Across the following data, state how many lines include the word "opened". Provide the number alone.

Data excerpts
----------------------------------------

PR #1317, opened 2017-11-17
remove datatype assertions from contexts

### LINKED ISSUE #1272: xsd:integer data type assignment on JSON schema native type prevents compaction
ref #1252 
datatype assignment in `@context` should be removed since the JSON schema explicitly defines an unquoted value as an integer.

azaroth42:
Closes #1272 ; removes data types and class assertions from contexts, which prevent compaction (and don't do what we thought they did anyway)


mikeapp:
👍

PR #1318, opened 2017-11-17
URL -> URI

### LINKED ISSUE #1314: 3.0 Spec issue: refine Object definitions for "string" and "URI"
there are many references to "string" and "URI" in the specification.  As a programmer, my interpretation of these references as Objects is that they are ambiguous and not consistent with the JSON-LD spec. 

Specifically, I have a problem with "The value MUST be a string." where the "value" is actually a "[term](https://json-ld.org/spec/latest/json-ld/#dfn-terms)".  A JSON-LD value has a unique definition in that it is never an IRI.  The confusion between value and IRI terminology in the spec is significant enough to merit further review.

Recommend qualifying "string" as a "JSON string", "JSON-LD value", "IRI string" or "String".  Also, for clarity, a distinction between "IRI", "URI" and "URL" could be established similar to [this](https://www.w3.org/TR/activitystreams-core/#urls) with IRI being the default used in the specification

azaroth42:
Closes #1314
Fix URL to URI in Authentication section (being the only place it occurs)


mikeapp:
👍

PR #1319, opened 2017-11-17
add id attrs to tables

### LINKED ISSUE #1239: add id to each table in Presentation spec
It would be nice if there were ids in the HTML output so that it is possible to link directly to various tables in the specification. I'm thinking particularly of the "Summary of Metadata Requirements" section of the Presentation spec.

There's a link to the [heading for the section](http://iiif.io/api/presentation/2.1/#b-summary-of-metadata-requirements), but I'm not seeing a way to deep link to a table like the "Paging Properties".

azaroth42:
Closes #1239 ; adds id via # kramdown syntax to each table in prezi3 spec


mikeapp:
👍 Running locally the links work as expected.

PR #1341, opened 2017-12-06
1322 this resource

### LINKED ISSUE #1322: Consistency:  "this resource"
We have several ways of describing "the object that has the property currently being defined". 

For consistency, how about variations on "this resource" for the class of resource(s) involved:

 * this resource - any type of resource
 * this IIIF resource - any class we define in the spec
 * this content resource - content bearing, binary resources (image, video etc)
 * this external resource - other, referenced resources

With a preference for the simplest "this resource" unless the extra word is needed for clarity.

So for `label`: 
> A human readable label, name or title for this resource.

azaroth42:
Closes #1322 ; make section 3 consistent (and update `annotations` description)

### DIFF
--- a/source/api/presentation/3.0/index.md
+++ b/source/api/presentation/3.0/index.md
@@ -181,7 +181,7 @@ The value of the property _MUST_ be a JSON object, as described in the [language
 ```
 
 ##### metadata
-A list of descriptive entries, given as pairs of human readable `label` and `value` entries to be displayed to the user. There are no semantics conveyed by this information, only strings to present to the user when the user is interacting with this resource.  A pair might be used to convey information about the creation of the object, a physical description, ownership information, and many other use cases. 
+A list of descriptive entries to be displayed to the user when they interact with this resource, given as pairs of human readable `label` and `value` entries. There are no semantics conveyed by this information, only strings to present to the user when the user is interacting with this resource.  A pair might be used to convey information about the creation of the object, a physical description, ownership information, and many other use cases. 
 
 The value of the `metadata` property _MUST_ be an array of objects, where each object has both `label` and `value` properties. The values of both `label` and `value` _MUST_ be JSON objects, as described in the [languages][languages-prezi30] section.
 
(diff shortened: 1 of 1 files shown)


source/api/presentation/3.0/index.md
```diff
@@ -181,7 +181,7 @@ The value of the property _MUST_ be a JSON object, as described in the [language
 ```
 
 ##### metadata
-A list of descriptive entries, given as pairs of human readable `label` and `value` to be displayed to the user. There are no semantics conveyed by this information, only strings to present to the user.  A pair might be used to convey to the user information such as information about the creation of the object, a physical description, or ownership information, amongst other use cases.
+A list of descriptive entries to be displayed to the user when they interact with this resource, given as pairs of human readable `label` and `value` entries. There are no semantics conveyed by this information, only strings to present to the user when the user is interacting with this resource.  A pair might be used to convey information about the creation of the object, a physical description, ownership information, and many other use cases.
```
zimeon: simplify: "...present to the user when the user is interacting..." -> "...present to the user when they are interacting..." or even shorter "...present to the user when interacting..."

source/api/presentation/3.0/index.md
```diff
@@ -155,7 +155,7 @@ Other properties are allowed, either via custom extensions or endorsed by IIIF.
 ###  3.1. Descriptive Properties
 
 ##### label
-A human readable label, name or title for the resource. This property is intended to be displayed as a short, textual surrogate for the resource if a human needs to make a distinction between it and similar resources, for example between pages or between a choice of images to display.
```
zimeon: To avoid multiple "thus" I suggest starting second sentence with "The `label` property"

zimeon: Seems that I tied comment to the deleted line when it is intended to apply to the replacement

source/api/presentation/3.0/index.md
tomcrane: +1 to "when interacting"

source/api/presentation/3.0/index.md
```diff
@@ -543,7 +540,7 @@ The value _MUST_ be an array of JSON objects. Each object _MUST_ have the `id`,
...
+A link to an external resource that is an alternative, non-IIIF representation of this resource. The external resource _MUST_ be able to be displayed directly to a human user, and _MUST NOT_ have a splash page or other interstitial resource that gates access to it. If access control is required, then the [IIIF Authentication API][auth] is _RECOMMENDED_. Examples might include the preferred viewing environment for the IIIF resource, such as a viewer page on the publisher's web site. Other uses include a rendering of a manifest as a PDF or EPUB with the images and text of the book, or a slide deck with images of the museum object.
```
tomcrane: "controls" instead of "gates"?

azaroth42: It doesn't necessarily control access either, it might just act as a gateway (hence "gates", which I agree could be better). How about "mediates" ?

Issue #1258, opened 2017-09-25
Add `transcribing` motivation in addition to `painting`


tomcrane:
From AV Working Group:

Although a client might render captions (e.g., on a video) in the same way as other painting motivation annotations, a specific `captioning` motivation would allow the client to present UI to the user to choose captions, e.g., for compliance with accessibility requirements, and for a better user experience. This is a common feature of video players that a user would expect to see.

tomcrane:
This could also be used by a viewer that is capable of rendering WebVTT to tell that some of the content annotations are captions, and it should not render the WebVTT annotations (see https://raw.githubusercontent.com/IIIF/iiif-av/master/source/api/av/examples/11a.json).

jeffreycwitt:
This seems to be a good example of a larger issue where clients should be expected to display different "kinds" of texts in different way. A generic "painting" motivation doesn't seem to be enough to alert a client to these difference. 

To the "captioning" motivations, others like "normalized-transcription", "diplomatic-transcription", and "translation" could be added. I suspect there are others. A client might want to be able to create different views for these different "kinds" of texts. 

In the past I've been handling this with Layers, but it would be best to handle this in a way that is consistent with what the A/V groups is doing. 

In short these seems like an issue bigger than A/V. Is it possible to add a more general github label, so that this issue can be discussed as part of a larger discussion of IIIF supported motivations?

zimeon:
Note relation to #511

zimeon:
Sense in Toronto discussion is that we want to allow refining motivations without adding an ever increasing number of motivations to the Presentation API specification. Thus, we might add a `captioning` motivation in another namespace (community controlled list, say `iiifc:` prefix for illustration, the prefix would be defined in presentation context) but this would be in addition to the `painting` motivation (that is in the spec), and would thus also support a local addition `ext:special-ing` in a set of motivations:

```
"motivation": ["painting", "iiifc:captioning", "ext:special-ing"]
```

Would need to understand process for consideration of how to add other motivations to the community namespace.

tomcrane:
The more I think about this the less sure I am that `captioning` - the suggestion example that leads to these issues - is a subclass of `painting`. It doesn't have to be, in the list suggestion above. Many clients will render such annotations on top of the image or video, and often the annotation will target fragments of the time dimension only. But the intent of `captioning` can be met by other means that would still satisfy the publisher of those captions.

Here's what the spec says about `painting`:

[...]

PR #1346, opened 2017-12-14
update canvas annopage rendering requirement

### LINKED ISSUE #1201: Clients SHOULD process inline annotationPages first
In discussion of #1068, we have agreed to combine presentation 2.0 `images` and `otherContent` into a single `content` in presentation 3.0 which includes inline and referenced `AnnotationPage` entries. In 2.0, the distinction served to indicate what should be painted immediately (`images`) or loaded later (`otherContent`). What are the rules with `content` (inline vs referenced?) and are any explicit hints necessary?

azaroth42:
Closes #1201 ; adds more text to requirements about prioritization of annotation pages


azaroth42:
I think that the split is intended to be both ways, right? So the answer should be no you can't but painting under annotations.  Clarifying this in #1351 for #1258.

tomcrane:
The spilt is both ways, but it wasn't 100% obvious. It may seem natural to many people to put huge numbers of word-level transcription annos under `annotations` rather than `items`, because they feel a lot less content-y.

For a Canvas, annotations under `items` MUST have either `painting` or `transcribing` motivations, because this is where you put the content of the canvas; annotations under `annotations` MUST NOT have those motivations, because that's where you put everything else. The latter is addressed in http://prezi3.iiif.io/api/presentation/3.0/#annotations but the general idea is still spread out a little, the rewrite of 1,2 + 3 can bring this together.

----------------------------------------

## PROBLEM SOLUTION
6